Collected data entries
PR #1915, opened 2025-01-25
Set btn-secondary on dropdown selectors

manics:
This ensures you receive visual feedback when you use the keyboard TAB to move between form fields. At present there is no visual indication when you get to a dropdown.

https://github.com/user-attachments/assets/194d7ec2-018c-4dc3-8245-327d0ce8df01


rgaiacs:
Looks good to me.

--

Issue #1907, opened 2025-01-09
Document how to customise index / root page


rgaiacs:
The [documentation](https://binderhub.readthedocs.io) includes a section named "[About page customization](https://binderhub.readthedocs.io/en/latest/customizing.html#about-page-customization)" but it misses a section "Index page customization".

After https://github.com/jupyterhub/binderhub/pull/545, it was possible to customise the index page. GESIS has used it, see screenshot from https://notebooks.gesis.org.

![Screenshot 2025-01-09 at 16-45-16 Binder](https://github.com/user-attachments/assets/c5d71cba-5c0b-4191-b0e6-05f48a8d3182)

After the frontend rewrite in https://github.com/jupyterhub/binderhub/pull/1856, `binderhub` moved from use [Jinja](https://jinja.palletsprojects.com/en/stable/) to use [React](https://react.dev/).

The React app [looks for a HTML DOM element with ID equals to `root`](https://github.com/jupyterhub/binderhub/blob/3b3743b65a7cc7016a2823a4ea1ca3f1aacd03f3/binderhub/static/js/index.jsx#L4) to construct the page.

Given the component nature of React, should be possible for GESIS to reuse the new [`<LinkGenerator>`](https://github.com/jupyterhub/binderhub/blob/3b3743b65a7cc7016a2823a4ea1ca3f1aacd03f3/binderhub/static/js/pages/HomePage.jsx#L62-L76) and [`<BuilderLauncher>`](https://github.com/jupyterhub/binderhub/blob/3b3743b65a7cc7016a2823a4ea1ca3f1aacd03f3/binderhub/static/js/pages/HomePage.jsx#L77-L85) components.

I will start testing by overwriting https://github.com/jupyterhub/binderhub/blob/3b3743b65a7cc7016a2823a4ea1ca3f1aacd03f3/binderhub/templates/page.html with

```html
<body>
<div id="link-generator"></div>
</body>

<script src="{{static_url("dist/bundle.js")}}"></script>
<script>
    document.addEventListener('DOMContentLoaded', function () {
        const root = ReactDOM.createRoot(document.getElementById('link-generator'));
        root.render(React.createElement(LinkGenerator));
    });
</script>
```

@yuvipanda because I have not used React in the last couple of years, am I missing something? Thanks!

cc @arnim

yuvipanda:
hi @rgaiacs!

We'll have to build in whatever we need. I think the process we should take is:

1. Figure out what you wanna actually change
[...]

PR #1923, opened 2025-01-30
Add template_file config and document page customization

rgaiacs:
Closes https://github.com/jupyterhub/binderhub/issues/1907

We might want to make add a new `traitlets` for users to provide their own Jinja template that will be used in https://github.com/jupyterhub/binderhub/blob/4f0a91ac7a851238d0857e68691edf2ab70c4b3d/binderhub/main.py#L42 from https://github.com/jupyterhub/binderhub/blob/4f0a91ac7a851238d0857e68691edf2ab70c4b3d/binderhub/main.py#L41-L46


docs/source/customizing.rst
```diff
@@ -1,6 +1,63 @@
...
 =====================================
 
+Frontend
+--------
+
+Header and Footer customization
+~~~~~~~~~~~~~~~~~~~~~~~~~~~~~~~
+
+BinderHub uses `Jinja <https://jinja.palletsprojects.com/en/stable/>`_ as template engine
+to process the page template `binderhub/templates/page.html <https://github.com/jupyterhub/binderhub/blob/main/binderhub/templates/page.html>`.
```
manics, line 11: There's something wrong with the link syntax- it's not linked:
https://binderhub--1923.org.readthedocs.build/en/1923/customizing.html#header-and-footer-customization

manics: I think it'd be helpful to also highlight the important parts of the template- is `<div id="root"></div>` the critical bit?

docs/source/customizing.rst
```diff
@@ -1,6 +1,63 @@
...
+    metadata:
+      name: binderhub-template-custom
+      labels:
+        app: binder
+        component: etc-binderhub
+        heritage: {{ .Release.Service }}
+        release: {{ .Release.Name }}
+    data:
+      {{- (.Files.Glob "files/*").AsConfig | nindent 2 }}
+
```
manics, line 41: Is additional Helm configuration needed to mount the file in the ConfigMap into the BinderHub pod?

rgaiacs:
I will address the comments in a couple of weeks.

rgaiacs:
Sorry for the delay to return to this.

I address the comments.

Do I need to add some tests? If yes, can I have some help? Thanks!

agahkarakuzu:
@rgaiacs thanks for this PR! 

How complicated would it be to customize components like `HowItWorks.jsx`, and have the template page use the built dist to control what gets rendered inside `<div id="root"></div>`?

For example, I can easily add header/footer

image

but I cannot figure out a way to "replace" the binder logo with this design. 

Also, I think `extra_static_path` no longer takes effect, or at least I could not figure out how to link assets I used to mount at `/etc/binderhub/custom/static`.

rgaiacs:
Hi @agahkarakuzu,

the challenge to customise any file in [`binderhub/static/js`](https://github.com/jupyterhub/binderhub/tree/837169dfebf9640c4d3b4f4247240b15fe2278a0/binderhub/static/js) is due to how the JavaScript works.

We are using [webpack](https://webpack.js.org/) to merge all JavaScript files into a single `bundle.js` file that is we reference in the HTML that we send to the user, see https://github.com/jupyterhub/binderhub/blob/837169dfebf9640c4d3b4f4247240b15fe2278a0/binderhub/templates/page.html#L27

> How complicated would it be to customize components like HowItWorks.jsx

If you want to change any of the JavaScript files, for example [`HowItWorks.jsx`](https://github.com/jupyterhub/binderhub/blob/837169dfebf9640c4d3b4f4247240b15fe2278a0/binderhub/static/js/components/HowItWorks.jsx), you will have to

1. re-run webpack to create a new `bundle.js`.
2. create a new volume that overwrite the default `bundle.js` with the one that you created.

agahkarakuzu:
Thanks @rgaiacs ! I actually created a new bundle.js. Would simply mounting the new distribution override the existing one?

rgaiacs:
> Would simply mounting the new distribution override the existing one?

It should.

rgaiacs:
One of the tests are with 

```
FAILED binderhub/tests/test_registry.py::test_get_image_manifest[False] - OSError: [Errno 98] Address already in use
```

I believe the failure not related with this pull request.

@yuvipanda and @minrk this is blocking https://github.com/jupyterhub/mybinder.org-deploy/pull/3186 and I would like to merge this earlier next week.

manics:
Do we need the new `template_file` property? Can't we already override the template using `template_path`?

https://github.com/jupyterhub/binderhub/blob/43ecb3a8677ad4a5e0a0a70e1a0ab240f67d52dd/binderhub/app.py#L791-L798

### WHAT NEEDS TO BE DONE
Show each line of the records above containing "with".

### RESULT OF THIS TASK
The React app [looks for a HTML DOM element with ID equals to `root`](https://github.com/jupyterhub/binderhub/blob/3b3743b65a7cc7016a2823a4ea1ca3f1aacd03f3/binderhub/static/js/index.jsx#L4) to construct the page.
I will start testing by overwriting https://github.com/jupyterhub/binderhub/blob/3b3743b65a7cc7016a2823a4ea1ca3f1aacd03f3/binderhub/templates/page.html with
manics, line 11: There's something wrong with the link syntax- it's not linked:
but I cannot figure out a way to "replace" the binder logo with this design. 
2. create a new volume that overwrite the default `bundle.js` with the one that you created.
One of the tests are with 
I believe the failure not related with this pull request.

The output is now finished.